Not only will the overall dividend amount grow this year, but also the dividend yield. In detail, from 3,47% we will reach 3,67% in 2024. It stands out at this juncture Business Square: last year, in fact, the Italian companies included in the MSCI index recorded a dividend yield of 5,43%, which should rise to 5,63% in 2024. However, the top of the European ranking still belongs to Norwegian companies, although according to Allianz Gi forecasts, their dividend yield this year will fall to 6,4% from 7,3% a year ago.

Allianz: “Dividend contribution key to annual returns”

Throughout the report, Allianz Global Investors has carried out a historical analysis that shows how dividend distributions are fundamental to the total return of equity investments. Numbers in hand, in the last 40 years, almost 36% of the annualized total return of equity investments in the MSCI Europe index was determined by the contribution of dividends to performance. A percentage that drops to 22% in North America, but rises to 31% in the Asia-Pacific region.

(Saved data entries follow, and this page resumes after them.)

PR #63, opened 2024-03-12
Fix/fix demo bootstrapping due to wrong working dir

slavistan:
Make `npm run demo` work again!


slavistan:
No change to the code itself, didn't bump the version.

packages/iql/package.json
```diff
@@ -45,7 +45,8 @@
     },
     "devDependencies": {
         "light-server": "^2.9.1",
-        "peggy": "^4.0.2"
+        "peggy": "^4.0.2",
+        "webpack": "^5.90.3"
```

Hans-Jörg Naumer, global head of capital markets & thematic research and author of the study, observes: “In the past, dividends have made a significant contribution to the total return of equity investments,” comments Hans-Jörg Naumer, global head of capital markets & thematic research and author of the study, which underlines: “Dividends provide stability to portfolios, especially in times of disruption."

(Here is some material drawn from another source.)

PR #67, opened 2024-03-18
Refactor/update attribute types

jkoenig134:


packages/consumption/src/modules/attributes/local/LocalAttribute.ts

Not only that, the study also shows that, in the recent past, dividend distributions have provided a considerable contribution to the overall performance of the shares listed in the old continent. From 2019 to 2023, coupon distributions at 2,51% represented almost half of the total stock performance (5,13%). From 2014 to 2018 they even accounted for the vast majority of total equity investment returns (2,75% vs. 2,96%). Furthermore, the prices of companies that pay dividends have proven themselves in the past less volatile than those of companies that do not make distributions. “The rule of thumb is this: corporate profits are more stable than stock prices, dividends are more stable than company profits”, concludes Naumer.